# Forum > News > OC News >  MMOwned Contest 6th of July - 12th of July

## KuRIoS

It is time for a new contest here on MMOwned. 



As most of you have noticed we now have a nice little panda sitting at the bottom corner of MMOwned. This Panda want you to join our Facebook fanpage for MMOwned. We will be using this page, as well as MMOwned, to have contests on in the future and here is our first contest. 


To enter, simply click the panda and join our Facebook fanpage, write a reply to the contest topic with your MMOwned nick. We will pick three random winners on Monday the 12th of July. 

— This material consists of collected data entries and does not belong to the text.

PR #211, opened 2019-09-06
Cork framework

meleg:
The pull request contains:

- New structure `CORK_pencil` to represent the pencil used in CORK
- Constructors of the of the nleigs and truncated iar pencils in the `CORK_pencil` format
- A function that build the pencil from a `CORK_pencil`

In order to do this a clean way, I needed to separate `nep_transformations.jl` from  `NEPTypes.jl `. Now the module `NEPTransformations.jl ` contains the functions in `nep_transformations.jl`.

An example of the usage of these new features is in the script `CORK_working_dir/test_comparison.jl`or just run this command 
`include("CORK_working_dir/test_comparison.jl")`

This pull request is very premature, but I can use it to receive suggestions and feedback.


jarlebring:
The file `CORK_working_dir/test_comparison.jl` seems to be missing. I will check the other in the meantime.

meleg:
This is the content of that file

```
using NonlinearEigenproblems, Random, LinearAlgebra, PyPlot, Revise

nep=nep_gallery("dep0");
unit_square = float([1+1im, 1-1im, -1-1im,-1+1im])

r=5; θ=range(0,stop=2π,length=1000); Σ=r*cos.(θ) + 1im*r*sin.(θ); Ξ=[-10.0]
# nleigs linearization
cp=compute_CORK_pencil(nep,NleigsCorkLinearization(Σ=Σ,Ξ=[-10.0]))
AA,BB=build_CORK_pencil(cp)
λ2=eigvals(Matrix(AA),Matrix(BB))

# iar linearization
cp=compute_CORK_pencil(nep,IarCorkLinearization(d=40))
AA,BB=build_CORK_pencil(cp)
λ3=eigvals(Matrix(AA),Matrix(BB))

# reference eigenvalues
λ,_=iar(nep,maxit=200,tol=1e-8,neigs=Inf)

pygui(true)
plot(real(λ),imag(λ),marker="*",markerfacecolor=:none,c=:red,linestyle=:none)
plot(real(λ2),imag(λ2),marker="o",markerfacecolor=:none,c=:red,linestyle=:none)
plot(real(λ3),imag(λ3),marker="d",markerfacecolor=:none,c=:red,linestyle=:none)
```
I will try to upload it later.

jarlebring:
It looks nice!

Some comments:
* Maybe you can consider giving the `XXLinearization`-types a different name, or use some other structure/functions. Just from the name, I would expect that a linearization-object also contain the data. In your case it only contains parameters for the linearization, not problem data. In a first implementation, I would actually just to remove the Linearization-types, and put the parameters as kwargs in the `compute_CORK_pencil()` (and separate the two `compute_CORK_pencil` to different function names). 
* As a verification, I would propose you plot the error of (e.g. one eigenvalue) as a function of terms in the expansion, e.g. `d` in IAR. You want to observe superlinear convergence. 
* How much have you experimented with low-rank CORK-linearization? I would try this quite early, since it has a lot to do with the `CORK_pencil`-type which is important (and more important than getting the nleigs-connection correct from the start in my opinion). Note that low-rank IAR also fits into low rank CORK. Low-rank iar:  http://dx.doi.org/10.1002/nla.2043

src/NEPTransformations.jl
```diff
@@ -0,0 +1,294 @@
...
+        return PEP(A)
+    end
+
+    # representation of the structured linearizations used in the CORK framework
+    struct CORK_pencil{T<:AbstractMatrix}
+        M::T
+        N::T
+        Av::Vector{T}   # Array of Array of matrices
+        Bv::Vector{T}   # Array of Array of matrices
+    end
```
jarlebring: I think you want the matrix-types to be decoupled. If the problem is a full matrix, you may still want to represent the other matrices in sparse. 
```
struct CORK_pencil{TM<:AbstractMatrix,TN<:AbstractMatrix,TAv<:AbstractMatrix,TBv<:AbstractMatrix}
    M::TM
...
```

jarlebring:
I don't really see why you changed the file `nep_transformation.jl` to `NEPTransformations.jl` and changed it to a module. It seems unrelated to CORK and this PR. Since you have done it, okay, I wouldn't reverse it. Please check that `iar_chebyshev` works as it should. Some functionality depends on `shift_and_scale`, which is now in a different module.

jarlebring:
I suggest to rename: `CORK_pencil` -> `CORKPencil`. We prefer camel case for types unless it get unreadable.

src/NEPTransformations.jl
meleg: We have discussed this issue a couple of times IRL and you convinced me, but I have now changed my mind during the implementation. The reason is the following:

Each matrix in the vector `Av` and `Bv` are computed as linear combination of matrices generated with `compute_Mder`. Therefore it makes sense that the type of `Av` and `Bv` is inherited by the type of the `nep`. So, if the `nep` is sparse (or not), so it will be the matrices in `Av` and `Bv`.

Same reasoning for the matrices `M` and `N`. They should have the same type of the `nep`. Indeed, if the linearization is explicitly computed, via `build_CORKPencil`, then if the `nep` is sparse, we want the linearization to be sparse. The linearization involve tensor products with the matrices `M` and `N`. Therefore they also should inherit the type from the `nep`.

Do you agree or you have a better argument to decoupled the matrix-types?

meleg:
> I don't really see why you changed the file `nep_transformation.jl` to `NEPTransformations.jl` and changed it to a module. It seems unrelated to CORK and this PR. Since you have done it, okay, I wouldn't reverse it. Please check that `iar_chebyshev` works as it should. Some functionality depends on `shift_and_scale`, which is now in a different module.

 `iar_chebyshev` (and the other methods) works as it should.

meleg:
I would like to merge to master. We can open an Issue with a check list of things to do. It is getting problematic to stay on this branch since `NEPTransformations` is now a module in this branch and I get continuously conflicts when I merge the master where `NEPTransformations` is not a module.

src/NEPTransformations.jl
jarlebring: I agree that we can have `eltype(Av)=eltype(Bv)`. 

I don't agree with this:
> Same reasoning for the matrices M and N. They should have the same type of the nep. Indeed, if the linearization is explicitly computed, via build_CORKPencil, then if the nep is sparse, we want the linearization to be sparse. The linearization involve tensor products with the matrices M and N. Therefore they also should inherit the type from the nep.

It might be okay to enforce `typeof(M)=typeof(N)` but not `typeof(M)=eltype(Av)`.   

Take the IAR-equivalent version. Then M and N will be extremely sparse matrices (independent if `Av` are sparse or not). If you couple `Av` and `N` you put limitations on the data type. 

That "the linearization is sparse" is not a good reasoning for a data type. The `CORKPencil` represents a  *factorization* of a linearization. The data type representing the factorization should be memory efficient.  If a *method* wants to construct the matrices corresponding to the `CORKPencil,` in a way that requires the types to be the same, the *method* should only be implemented for equal types, or (better) convert sparse to full matrices. Not all methods need to construct the actual pencil matrices.

jarlebring:
Merge is okay with me (although there is quite a bit of clean-up to do later).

_Write a reply here if you entered as well_ 


*1st Place*: One 60day timecode of own choice generously donated by www.MMOkings.com and 5000 M$ (MMOwned Cash). Plus a unique username glow color. 


*2nd Place*: 2500 M$.


*3rd Place*: 1000 M$.

KuRIoS On behalf of MMOwned KuRIoS. 
Enjoy  :Smile:

----------


## Jackie Moon

Sounds epic, good luck all! Also First!
(Entered)

----------


## cyphrux

Well, this is amazing. I love MMOwned . I just came back after 2 years of abandoning online games. This gonna be fun. Entered. Second!

----------


## Trle94

Good luck Third entered :P

----------


## KuRIoS

Just a note, if you dont feel like writing ur nick there eventhough no one cares, then just dont, this will however mean that your name will get the unwanted attention if you win since we will have to get your attention. So by writing your nick you will infact get less attention than if u dont (that is if you win haha)

----------


## iavnunes

Just entered  :Smile:

----------


## -Ryuk-

*Just entered*

----------


## Erase

*Entered...*

----------


## Opirity

Entered  :Smile:

----------


## nialnees

Entered  :Smile:

----------


## Krillere

I entered! :-)

----------


## ohmaigawd

I'm in !  :Big Grin:

----------


## AfterMidnight

Can't figure out how to reply on facebook -_-

----------


## KuRIoS

rofl AfterMidnight :P

----------


## flaverfave

^ First off like the group , then write where it say
"MMOwned Reply
to this topic with your MMOwned nick to enter. We will pick three
random winners on Monday the 12th of July. "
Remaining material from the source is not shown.